Determine if the function f(x) = 2x is even, odd, or neither.

Start by substituting -x for x in the function and simplifying.

f(x) = 2x

f(-x) = 2(-x)

f(-x) = -2x

Does 2x = -2x? No

Since 2x does not equal -2x, this function is not even. For this function to be even, both expressions would have to be equivalent, or equal. You also know this function is not even because it doesn't have any even exponents.

To see if the function is odd, find the opposite of the function by multiplying it by -1 and simplifying.

f(x) = 2x

-f(x) = -(2x)

-f(x) = -2x

Is -2x = -2x? Yes

Since -2x = -2x, this function odd.

Practice Problem #2

Determine if the function is even, odd, or neither.

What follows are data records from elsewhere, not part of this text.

PR #2721, opened 2021-06-20
Ks/#2704 subscription providers

KSchopmeyer:
Adds pywbem_mock providers for the indication subscription classes.

NOTES:
1. Better way to define install.- Right now I added a new method to pywbem_mock/_wbemconnection_mock  I think it would be better if each provider carried its own initialization, a common call) **DISCUSSION**. Note that the install for the namespace provider and these providers is effectively the same code.  It is just that we are intalling 3 providers in this one from a single file. We agreed that this is an issue to be resolved separately.  See comments below for more details.  This method is marked experimental.

### DIFF
--- a/pywbem_mock/_wbemconnection_mock.py
+++ b/pywbem_mock/_wbemconnection_mock.py
@@ -59,6 +59,9 @@ from ._utils import _uprint
 
 from ._namespaceprovider import CIMNamespaceProvider
 
+from ._subscriptionproviders import CIMIndicationSubscriptionProvider, \
+    CIMListenerDestinationProvider, CIMIndicationFilterProvider
+
 __all__ = ['FakedWBEMConnection']
 
 # Fake Server default values for parameters that apply to repo and operations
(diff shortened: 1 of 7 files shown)


pywbem_mock/_wbemconnection_mock.py
```diff
@@ -497,6 +500,67 @@ def install_namespace_provider(self, interop_namespace,
                                schema_pragma_files=schema_pragma_file,
                                verbose=verbose)
 
+    def install_subscription_providers(self, interop_namespace,
+                                       schema_pragma_file=None,
+                                       verbose=None):
+        """
```
andy-maier, line 506: Mark it experimental, since we think it will go away again.

andy-maier (changes requested):
Approved except for the one comment.

pywbem_mock/_wbemconnection_mock.py
KSchopmeyer: Marked as experimental inn the code

KSchopmeyer:
**DISCUSSION**

The python 2.7 failure is"

Collecting GitPython==2.1.1 (from -c minimum-constraints.txt (line 182))
  Could not find a version that satisfies the requirement GitPython==2.1.1 (from -c minimum-constraints.txt (line 182)) (from versions: )
No matching distribution found for GitPython==2.1.1 (from -c minimum-constraints.txt (line 182))

KSchopmeyer:
Collecting GitPython==2.1.1 (from -c minimum-constraints.txt (line 182))
  Could not find a version that satisfies the requirement GitPython==2.1.1 (from -c minimum-constraints.txt (line 182)) (from versions: )
No matching distribution found for GitPython==2.1.1 (from -c minimum-constraints.txt (line 182))
You are using pip version 19.2.3, however version 21.1.3 is available.

andy-maier:
The GitPython issue seems to have resolved itself. See also issue #2725 .

andy-maier (approved):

To determine if the function is even, substitute -x for x in the original equation and simplify.

f(x) = x² - 4x

f(-x) = (-x)² - 4(-x)

f(-x) = x² + 4x

Is x² - 4x = x² + 4x? No

Since x² - 4 = x² + 4x, this function is not even. For this function to be even, both expressions would have to be equivalent, or equal.

You know the function is not even, so let's check and see if it's odd. Find the opposite of the function by multiplying it by -1 and simplifying. Fill-in your signs and numbers.

f(x) = x² - 4x

-f(x) = -1(x² - 4x)

-f(x) = -1x² + 4x

Does x² + 4x? = -x² + 4x? No

These two expressions are not equivalent, or equal, so this function is not odd.

Therefore, the function is neither even nor odd.

Helpful Hint

Most of the time, you can look at the exponents and constants to determine if the function is even or odd. Remember this information from the lesson:

If a function contains only even-numbered exponents, the function is considered an even function.

If a function contains only odd-numbered exponents and no constants, the function is an odd function.

Practice Problem #3

Which of these functions are even functions?

f(x) = 3x
f(x) = 4x²
f(x) = 3x² − 4
f(x) = x⁵ − x³ − x
f(x) = x⁶ − 4x² − 2
f(x) = −3x⁷

Answer: f(x) = 4x², f(x) = 3x² − 4, and f(x) = x⁶ − 4x² − 2

Practice Problem #4

Which of these functions are odd functions?

f(x) = 3x
f(x) = 4x²
f(x) = 3x² − 4
f(x) = x⁵ − x³ − x
f(x) = x⁶ − 4x² − 2
f(x) = −3x⁷

Answer: f(x) = 3x, f(x) = x⁵ − x³ − x, and f(x) = −3x⁷

Practice Problem #5

Using the graph, determine if the function is odd, even, or neither.

A graph of a parabola opening down with a vertex at (0, 4) with a point in blue plotted on (negative 1, 2).

To see if the function is even, pick a point on the graph. Let's pick (-1, 2). You want to see if there is a point with the same y-value, but opposite x-value. What is the opposite of -1?
Answer: 1

A graph of a parabola opening down with a vertex at (0, 4) with a point in blue plotted on (1, 2).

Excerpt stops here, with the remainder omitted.